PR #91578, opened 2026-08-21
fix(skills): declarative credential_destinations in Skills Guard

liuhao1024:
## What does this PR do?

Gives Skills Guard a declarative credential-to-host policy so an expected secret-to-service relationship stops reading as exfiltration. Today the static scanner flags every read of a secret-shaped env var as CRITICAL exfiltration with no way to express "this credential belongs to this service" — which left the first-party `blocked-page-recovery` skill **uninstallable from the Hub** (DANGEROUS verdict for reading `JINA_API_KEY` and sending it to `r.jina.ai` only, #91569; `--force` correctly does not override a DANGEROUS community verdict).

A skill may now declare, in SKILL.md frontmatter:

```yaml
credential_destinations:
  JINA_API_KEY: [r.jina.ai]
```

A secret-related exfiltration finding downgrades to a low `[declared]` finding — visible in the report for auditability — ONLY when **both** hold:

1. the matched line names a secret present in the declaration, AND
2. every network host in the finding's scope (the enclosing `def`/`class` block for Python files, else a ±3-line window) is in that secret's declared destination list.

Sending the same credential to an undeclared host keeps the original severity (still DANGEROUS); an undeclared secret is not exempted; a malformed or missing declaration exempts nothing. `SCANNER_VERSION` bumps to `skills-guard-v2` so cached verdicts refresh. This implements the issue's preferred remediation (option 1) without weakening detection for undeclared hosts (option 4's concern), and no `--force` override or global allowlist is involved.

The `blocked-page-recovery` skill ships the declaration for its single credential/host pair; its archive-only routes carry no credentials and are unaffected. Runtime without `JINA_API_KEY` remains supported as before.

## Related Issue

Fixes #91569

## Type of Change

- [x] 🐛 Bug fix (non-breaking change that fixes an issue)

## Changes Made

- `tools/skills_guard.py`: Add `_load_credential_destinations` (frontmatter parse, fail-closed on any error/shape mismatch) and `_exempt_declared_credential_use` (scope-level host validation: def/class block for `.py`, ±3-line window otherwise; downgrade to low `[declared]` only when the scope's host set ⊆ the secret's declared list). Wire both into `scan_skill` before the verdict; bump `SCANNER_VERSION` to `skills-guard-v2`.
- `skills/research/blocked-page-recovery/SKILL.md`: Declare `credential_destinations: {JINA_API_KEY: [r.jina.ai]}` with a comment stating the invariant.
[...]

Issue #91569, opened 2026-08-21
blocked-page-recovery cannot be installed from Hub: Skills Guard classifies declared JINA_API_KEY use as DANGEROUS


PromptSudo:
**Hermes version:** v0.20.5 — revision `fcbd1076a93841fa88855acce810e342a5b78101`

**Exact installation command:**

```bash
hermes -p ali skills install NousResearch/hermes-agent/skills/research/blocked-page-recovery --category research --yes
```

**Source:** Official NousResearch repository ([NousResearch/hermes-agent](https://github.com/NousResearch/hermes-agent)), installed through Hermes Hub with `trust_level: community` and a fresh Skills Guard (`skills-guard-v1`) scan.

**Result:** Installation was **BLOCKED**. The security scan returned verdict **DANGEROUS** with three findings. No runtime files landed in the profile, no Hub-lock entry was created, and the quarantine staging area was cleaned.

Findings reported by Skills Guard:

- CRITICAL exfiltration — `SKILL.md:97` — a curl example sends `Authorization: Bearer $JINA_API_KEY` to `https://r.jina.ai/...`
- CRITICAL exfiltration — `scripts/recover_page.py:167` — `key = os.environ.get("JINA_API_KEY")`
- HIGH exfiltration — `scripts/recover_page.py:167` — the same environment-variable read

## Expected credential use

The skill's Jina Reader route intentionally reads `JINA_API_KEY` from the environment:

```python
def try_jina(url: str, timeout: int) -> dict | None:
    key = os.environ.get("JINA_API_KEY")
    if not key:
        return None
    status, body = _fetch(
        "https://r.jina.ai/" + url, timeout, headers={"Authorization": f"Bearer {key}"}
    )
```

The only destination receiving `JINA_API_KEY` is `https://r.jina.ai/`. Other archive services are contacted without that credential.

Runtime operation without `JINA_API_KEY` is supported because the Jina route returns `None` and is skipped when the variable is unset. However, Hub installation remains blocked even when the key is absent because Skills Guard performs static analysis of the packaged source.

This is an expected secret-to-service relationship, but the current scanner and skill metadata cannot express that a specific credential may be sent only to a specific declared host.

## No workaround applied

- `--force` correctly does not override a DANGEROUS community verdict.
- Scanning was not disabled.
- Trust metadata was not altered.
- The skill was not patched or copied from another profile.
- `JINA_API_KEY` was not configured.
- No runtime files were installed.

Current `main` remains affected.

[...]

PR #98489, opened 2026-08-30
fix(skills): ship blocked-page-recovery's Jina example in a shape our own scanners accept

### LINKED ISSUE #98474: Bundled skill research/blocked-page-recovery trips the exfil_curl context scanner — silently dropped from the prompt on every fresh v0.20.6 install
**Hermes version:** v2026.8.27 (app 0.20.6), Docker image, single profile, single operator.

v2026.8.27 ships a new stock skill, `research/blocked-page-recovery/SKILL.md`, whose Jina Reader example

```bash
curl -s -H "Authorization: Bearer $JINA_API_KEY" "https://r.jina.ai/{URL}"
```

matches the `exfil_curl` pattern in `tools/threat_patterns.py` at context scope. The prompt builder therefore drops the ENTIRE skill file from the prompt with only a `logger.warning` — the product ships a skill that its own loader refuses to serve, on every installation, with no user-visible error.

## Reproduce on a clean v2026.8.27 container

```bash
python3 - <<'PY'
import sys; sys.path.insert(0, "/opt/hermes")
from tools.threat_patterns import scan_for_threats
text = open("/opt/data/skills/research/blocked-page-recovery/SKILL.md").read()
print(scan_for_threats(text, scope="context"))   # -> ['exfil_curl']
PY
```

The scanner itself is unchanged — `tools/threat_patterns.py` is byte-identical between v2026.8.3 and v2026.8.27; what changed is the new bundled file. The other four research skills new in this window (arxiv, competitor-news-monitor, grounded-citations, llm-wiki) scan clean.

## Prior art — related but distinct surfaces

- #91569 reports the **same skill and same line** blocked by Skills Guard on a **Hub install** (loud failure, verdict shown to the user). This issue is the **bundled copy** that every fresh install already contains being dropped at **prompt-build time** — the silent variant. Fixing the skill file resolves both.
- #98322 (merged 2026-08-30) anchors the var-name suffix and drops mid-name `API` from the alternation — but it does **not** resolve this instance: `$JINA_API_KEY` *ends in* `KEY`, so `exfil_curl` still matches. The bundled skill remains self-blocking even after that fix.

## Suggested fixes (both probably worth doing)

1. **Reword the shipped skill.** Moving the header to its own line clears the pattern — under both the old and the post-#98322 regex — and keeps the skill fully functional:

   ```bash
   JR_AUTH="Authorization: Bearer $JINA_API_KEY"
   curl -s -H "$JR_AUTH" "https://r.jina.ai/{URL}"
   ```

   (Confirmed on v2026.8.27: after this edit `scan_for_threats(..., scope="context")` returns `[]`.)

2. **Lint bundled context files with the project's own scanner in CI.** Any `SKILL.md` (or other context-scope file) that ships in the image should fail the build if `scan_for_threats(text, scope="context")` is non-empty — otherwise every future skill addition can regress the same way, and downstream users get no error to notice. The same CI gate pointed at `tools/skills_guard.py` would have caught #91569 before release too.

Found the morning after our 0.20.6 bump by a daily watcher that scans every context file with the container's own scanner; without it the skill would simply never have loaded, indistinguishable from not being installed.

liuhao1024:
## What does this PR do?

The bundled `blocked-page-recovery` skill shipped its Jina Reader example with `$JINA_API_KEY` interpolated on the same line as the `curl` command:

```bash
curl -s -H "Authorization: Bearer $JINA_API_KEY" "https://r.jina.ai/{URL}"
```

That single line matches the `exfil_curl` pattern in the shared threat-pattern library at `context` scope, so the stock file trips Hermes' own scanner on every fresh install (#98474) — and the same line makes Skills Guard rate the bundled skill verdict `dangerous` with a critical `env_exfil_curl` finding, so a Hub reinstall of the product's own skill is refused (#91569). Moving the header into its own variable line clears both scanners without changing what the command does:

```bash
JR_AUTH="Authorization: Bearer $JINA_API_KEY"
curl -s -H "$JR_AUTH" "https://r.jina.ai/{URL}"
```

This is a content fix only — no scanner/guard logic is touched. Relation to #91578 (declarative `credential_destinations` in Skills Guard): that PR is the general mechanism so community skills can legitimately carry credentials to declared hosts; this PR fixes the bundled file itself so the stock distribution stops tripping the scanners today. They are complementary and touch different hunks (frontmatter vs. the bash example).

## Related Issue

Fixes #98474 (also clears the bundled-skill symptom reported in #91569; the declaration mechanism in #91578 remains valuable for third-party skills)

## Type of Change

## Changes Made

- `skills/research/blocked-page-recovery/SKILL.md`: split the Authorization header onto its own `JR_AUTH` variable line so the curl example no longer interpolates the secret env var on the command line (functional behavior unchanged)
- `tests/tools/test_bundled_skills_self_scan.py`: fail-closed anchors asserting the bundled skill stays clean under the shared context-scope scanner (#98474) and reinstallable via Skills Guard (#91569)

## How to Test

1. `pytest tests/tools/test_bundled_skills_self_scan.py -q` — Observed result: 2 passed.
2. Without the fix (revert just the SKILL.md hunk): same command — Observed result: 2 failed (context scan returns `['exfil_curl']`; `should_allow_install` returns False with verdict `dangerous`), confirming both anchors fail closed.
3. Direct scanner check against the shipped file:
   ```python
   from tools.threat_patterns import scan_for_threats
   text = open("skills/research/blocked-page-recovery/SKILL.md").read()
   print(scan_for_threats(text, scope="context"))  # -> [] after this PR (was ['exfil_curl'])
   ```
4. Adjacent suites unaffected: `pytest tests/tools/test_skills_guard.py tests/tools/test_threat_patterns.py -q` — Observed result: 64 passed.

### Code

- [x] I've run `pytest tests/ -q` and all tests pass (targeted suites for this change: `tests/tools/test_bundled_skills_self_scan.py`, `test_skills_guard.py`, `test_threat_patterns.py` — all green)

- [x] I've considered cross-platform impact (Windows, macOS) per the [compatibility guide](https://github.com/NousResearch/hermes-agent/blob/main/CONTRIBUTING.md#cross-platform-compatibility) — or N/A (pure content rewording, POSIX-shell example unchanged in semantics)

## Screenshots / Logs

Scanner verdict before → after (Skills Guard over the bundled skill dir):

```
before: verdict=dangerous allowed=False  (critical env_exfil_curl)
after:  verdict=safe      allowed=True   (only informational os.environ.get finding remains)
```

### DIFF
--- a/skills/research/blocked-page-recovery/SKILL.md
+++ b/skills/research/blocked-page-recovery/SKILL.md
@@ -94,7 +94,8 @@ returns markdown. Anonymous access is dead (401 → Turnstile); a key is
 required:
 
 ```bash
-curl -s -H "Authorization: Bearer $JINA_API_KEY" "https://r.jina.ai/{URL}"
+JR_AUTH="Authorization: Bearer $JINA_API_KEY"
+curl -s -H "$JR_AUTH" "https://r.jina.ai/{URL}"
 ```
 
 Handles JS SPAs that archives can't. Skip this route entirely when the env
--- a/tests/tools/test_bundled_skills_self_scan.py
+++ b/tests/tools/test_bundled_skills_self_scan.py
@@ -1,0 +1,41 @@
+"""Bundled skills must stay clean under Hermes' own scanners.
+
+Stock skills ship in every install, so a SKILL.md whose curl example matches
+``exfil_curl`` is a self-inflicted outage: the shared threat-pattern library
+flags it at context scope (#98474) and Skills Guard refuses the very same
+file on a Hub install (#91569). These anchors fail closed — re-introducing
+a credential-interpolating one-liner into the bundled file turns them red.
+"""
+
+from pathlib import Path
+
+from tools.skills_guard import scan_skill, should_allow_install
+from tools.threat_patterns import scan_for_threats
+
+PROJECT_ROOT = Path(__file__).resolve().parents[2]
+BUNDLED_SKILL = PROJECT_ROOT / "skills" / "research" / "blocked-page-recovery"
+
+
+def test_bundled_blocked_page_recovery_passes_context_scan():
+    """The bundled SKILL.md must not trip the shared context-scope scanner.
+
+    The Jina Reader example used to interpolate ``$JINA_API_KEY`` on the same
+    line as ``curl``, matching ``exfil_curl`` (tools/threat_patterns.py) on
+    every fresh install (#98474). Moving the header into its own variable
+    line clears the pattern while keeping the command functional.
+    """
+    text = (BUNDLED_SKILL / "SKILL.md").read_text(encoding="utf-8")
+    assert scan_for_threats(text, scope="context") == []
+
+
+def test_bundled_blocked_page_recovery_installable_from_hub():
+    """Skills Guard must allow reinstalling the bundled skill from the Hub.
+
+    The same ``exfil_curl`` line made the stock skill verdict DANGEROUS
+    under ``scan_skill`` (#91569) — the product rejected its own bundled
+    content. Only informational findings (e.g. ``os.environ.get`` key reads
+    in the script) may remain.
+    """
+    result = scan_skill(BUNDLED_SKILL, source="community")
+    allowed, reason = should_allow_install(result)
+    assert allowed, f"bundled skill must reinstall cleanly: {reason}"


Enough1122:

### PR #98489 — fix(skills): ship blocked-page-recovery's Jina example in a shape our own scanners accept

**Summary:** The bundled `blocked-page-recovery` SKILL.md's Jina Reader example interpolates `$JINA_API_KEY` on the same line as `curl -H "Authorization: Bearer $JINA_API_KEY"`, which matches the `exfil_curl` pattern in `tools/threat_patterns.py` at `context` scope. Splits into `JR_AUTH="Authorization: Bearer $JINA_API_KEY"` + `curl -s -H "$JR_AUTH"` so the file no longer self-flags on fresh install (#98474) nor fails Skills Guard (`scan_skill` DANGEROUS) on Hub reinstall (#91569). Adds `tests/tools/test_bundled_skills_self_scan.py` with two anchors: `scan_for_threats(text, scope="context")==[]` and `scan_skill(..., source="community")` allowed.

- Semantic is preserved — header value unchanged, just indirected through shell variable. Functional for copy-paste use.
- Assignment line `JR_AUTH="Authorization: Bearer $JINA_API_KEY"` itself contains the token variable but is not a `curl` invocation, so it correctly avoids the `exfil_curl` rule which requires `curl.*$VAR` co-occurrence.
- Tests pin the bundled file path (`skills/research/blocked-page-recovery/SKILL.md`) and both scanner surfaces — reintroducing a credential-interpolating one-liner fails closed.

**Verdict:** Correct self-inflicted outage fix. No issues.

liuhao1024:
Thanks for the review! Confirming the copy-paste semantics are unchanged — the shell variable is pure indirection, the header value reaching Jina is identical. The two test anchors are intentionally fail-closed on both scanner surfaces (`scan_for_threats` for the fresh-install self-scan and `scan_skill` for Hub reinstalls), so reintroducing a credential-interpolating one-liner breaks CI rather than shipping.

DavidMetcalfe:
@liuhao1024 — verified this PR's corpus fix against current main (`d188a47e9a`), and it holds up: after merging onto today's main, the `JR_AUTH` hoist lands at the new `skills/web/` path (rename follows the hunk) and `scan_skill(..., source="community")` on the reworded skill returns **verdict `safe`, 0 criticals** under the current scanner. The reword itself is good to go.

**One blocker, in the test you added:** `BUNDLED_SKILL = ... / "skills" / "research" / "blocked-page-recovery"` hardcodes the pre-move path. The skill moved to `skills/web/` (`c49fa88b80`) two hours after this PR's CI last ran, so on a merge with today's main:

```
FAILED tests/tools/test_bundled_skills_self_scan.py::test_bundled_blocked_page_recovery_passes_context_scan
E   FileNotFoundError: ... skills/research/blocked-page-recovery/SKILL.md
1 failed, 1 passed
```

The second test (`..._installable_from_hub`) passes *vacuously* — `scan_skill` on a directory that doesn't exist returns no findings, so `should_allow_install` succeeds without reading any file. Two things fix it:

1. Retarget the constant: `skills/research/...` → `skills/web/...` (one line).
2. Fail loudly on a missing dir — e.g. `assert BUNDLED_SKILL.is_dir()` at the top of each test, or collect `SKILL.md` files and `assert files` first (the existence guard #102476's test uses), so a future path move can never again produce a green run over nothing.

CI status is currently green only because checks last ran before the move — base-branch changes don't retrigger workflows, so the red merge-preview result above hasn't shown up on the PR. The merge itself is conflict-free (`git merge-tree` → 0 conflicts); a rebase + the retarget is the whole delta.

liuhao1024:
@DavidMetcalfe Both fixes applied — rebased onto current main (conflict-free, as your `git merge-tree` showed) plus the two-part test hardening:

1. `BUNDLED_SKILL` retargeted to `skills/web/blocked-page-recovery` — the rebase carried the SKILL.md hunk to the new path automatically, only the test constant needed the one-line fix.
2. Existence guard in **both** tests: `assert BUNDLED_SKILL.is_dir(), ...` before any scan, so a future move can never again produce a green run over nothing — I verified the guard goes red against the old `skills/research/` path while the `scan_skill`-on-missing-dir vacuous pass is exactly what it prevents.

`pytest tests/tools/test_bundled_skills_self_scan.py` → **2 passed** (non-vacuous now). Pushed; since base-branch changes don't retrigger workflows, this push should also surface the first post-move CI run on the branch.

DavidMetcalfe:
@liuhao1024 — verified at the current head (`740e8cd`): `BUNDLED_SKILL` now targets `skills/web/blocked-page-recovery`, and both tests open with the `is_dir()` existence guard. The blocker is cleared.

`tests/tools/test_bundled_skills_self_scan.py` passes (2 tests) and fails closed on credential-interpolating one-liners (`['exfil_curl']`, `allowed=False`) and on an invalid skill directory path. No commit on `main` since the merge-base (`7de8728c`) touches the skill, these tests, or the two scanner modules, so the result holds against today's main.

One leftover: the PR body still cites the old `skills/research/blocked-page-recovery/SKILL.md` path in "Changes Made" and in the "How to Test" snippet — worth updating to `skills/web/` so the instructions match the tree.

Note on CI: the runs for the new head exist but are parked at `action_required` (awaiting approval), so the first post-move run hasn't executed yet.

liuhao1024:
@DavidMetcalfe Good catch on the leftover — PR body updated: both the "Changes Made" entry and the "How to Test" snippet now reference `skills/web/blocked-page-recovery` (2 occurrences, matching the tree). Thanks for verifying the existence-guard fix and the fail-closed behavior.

# [TO DO]
Go through the entries. Report every line that contains the word "reported".

# [YOUR RESPONSE]
Findings reported by Skills Guard:
Fixes #98474 (also clears the bundled-skill symptom reported in #91569; the declaration mechanism in #91578 remains valuable for third-party skills)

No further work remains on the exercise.